| Task directions |
Which of the lines below include "github"? Each one should be copied out.

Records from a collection
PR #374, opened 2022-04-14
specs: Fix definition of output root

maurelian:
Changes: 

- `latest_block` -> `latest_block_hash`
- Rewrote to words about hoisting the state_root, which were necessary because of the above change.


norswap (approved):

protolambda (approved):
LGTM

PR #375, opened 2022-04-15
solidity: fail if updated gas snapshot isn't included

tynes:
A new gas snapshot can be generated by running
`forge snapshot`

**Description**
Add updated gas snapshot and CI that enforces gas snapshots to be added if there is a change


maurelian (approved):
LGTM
* * *
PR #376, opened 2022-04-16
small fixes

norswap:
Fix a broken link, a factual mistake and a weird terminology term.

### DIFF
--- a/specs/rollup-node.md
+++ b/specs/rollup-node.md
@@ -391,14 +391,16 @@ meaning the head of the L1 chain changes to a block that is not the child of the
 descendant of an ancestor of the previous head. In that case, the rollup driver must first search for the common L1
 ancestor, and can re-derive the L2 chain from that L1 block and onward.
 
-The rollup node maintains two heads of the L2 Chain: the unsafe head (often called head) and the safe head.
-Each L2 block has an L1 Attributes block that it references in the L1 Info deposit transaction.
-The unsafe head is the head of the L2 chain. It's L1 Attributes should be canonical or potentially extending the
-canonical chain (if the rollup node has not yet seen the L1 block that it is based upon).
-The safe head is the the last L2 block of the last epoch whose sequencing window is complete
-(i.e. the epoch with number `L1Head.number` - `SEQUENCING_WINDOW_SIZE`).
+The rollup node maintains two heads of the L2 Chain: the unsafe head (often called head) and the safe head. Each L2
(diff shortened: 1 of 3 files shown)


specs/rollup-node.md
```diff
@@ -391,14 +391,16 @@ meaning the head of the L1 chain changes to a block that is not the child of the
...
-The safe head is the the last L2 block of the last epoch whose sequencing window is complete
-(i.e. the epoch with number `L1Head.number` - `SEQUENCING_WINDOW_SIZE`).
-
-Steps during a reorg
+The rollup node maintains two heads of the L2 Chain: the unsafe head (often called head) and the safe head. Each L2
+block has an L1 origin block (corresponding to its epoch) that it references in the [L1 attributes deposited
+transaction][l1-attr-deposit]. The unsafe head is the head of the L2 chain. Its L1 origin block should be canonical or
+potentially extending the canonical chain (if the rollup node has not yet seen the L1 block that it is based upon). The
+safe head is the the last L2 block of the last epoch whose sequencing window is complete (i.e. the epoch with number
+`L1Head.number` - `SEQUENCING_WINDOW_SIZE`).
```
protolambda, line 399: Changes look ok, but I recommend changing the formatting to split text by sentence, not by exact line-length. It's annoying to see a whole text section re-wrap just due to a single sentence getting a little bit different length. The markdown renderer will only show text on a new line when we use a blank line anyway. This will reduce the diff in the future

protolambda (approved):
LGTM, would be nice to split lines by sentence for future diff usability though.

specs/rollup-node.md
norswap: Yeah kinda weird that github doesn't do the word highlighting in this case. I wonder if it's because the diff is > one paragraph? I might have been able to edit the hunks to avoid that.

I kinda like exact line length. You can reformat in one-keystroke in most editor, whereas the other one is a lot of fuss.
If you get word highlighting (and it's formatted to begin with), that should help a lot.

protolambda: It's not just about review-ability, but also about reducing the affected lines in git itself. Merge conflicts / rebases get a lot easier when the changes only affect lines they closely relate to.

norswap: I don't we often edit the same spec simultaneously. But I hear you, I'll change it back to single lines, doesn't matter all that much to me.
...
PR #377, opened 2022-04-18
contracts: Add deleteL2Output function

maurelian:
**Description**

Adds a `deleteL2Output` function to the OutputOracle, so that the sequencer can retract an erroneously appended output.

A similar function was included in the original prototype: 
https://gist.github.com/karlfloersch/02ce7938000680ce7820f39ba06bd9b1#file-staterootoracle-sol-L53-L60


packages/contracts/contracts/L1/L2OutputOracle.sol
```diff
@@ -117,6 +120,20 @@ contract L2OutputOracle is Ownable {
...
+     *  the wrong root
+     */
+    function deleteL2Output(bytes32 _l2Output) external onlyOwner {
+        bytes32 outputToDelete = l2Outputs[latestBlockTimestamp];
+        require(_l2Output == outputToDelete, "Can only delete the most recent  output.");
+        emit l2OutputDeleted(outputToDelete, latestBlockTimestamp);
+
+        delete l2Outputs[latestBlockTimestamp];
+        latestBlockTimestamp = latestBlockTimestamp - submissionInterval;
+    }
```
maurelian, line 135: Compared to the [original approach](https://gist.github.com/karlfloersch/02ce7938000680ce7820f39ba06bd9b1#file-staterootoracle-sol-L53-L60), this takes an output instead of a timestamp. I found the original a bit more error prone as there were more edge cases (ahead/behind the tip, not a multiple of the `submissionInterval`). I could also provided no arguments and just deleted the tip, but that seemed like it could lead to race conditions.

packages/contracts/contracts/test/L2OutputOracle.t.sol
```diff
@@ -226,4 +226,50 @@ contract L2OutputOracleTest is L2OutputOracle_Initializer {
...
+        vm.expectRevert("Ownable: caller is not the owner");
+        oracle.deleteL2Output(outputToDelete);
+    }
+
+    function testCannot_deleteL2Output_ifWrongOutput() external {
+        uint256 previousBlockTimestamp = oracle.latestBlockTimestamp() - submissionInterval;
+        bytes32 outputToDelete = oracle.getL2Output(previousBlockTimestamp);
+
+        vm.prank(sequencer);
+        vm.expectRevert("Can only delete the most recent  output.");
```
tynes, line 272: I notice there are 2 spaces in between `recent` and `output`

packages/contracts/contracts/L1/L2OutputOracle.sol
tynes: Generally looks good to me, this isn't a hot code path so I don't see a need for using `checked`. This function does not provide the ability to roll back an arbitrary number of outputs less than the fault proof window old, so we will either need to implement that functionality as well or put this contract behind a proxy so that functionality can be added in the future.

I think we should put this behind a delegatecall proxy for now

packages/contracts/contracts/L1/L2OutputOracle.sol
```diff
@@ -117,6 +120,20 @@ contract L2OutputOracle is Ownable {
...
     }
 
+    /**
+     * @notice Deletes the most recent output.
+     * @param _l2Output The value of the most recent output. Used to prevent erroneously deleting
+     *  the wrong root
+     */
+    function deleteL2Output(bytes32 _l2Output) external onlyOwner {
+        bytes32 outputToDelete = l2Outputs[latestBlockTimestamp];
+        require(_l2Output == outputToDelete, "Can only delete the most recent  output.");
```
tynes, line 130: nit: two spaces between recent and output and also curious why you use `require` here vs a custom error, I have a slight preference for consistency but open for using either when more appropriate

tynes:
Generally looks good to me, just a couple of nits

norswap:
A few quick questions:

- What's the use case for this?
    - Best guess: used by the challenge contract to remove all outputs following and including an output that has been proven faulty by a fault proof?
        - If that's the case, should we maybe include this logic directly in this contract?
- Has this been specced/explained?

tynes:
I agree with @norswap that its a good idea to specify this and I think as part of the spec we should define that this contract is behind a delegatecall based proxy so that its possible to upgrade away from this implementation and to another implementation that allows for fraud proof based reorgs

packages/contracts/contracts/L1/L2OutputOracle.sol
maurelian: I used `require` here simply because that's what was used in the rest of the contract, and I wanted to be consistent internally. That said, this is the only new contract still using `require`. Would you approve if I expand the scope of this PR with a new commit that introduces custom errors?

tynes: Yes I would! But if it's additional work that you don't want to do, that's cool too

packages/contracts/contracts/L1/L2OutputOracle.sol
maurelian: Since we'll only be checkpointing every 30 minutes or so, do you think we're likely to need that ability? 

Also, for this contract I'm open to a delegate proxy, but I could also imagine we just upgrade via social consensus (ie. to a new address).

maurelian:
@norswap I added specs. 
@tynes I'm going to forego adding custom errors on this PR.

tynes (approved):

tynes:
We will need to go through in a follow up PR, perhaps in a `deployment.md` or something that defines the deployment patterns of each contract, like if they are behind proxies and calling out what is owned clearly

| Answer for this exercise |
norswap: Yeah kinda weird that github doesn't do the word highlighting in this case. I wonder if it's because the diff is > one paragraph? I might have been able to edit the hunks to avoid that.
https://gist.github.com/karlfloersch/02ce7938000680ce7820f39ba06bd9b1#file-staterootoracle-sol-L53-L60
maurelian, line 135: Compared to the [original approach](https://gist.github.com/karlfloersch/02ce7938000680ce7820f39ba06bd9b1#file-staterootoracle-sol-L53-L60), this takes an output instead of a timestamp. I found the original a bit more error prone as there were more edge cases (ahead/behind the tip, not a multiple of the `submissionInterval`). I could also provided no arguments and just deleted the tip, but that seemed like it could lead to race conditions.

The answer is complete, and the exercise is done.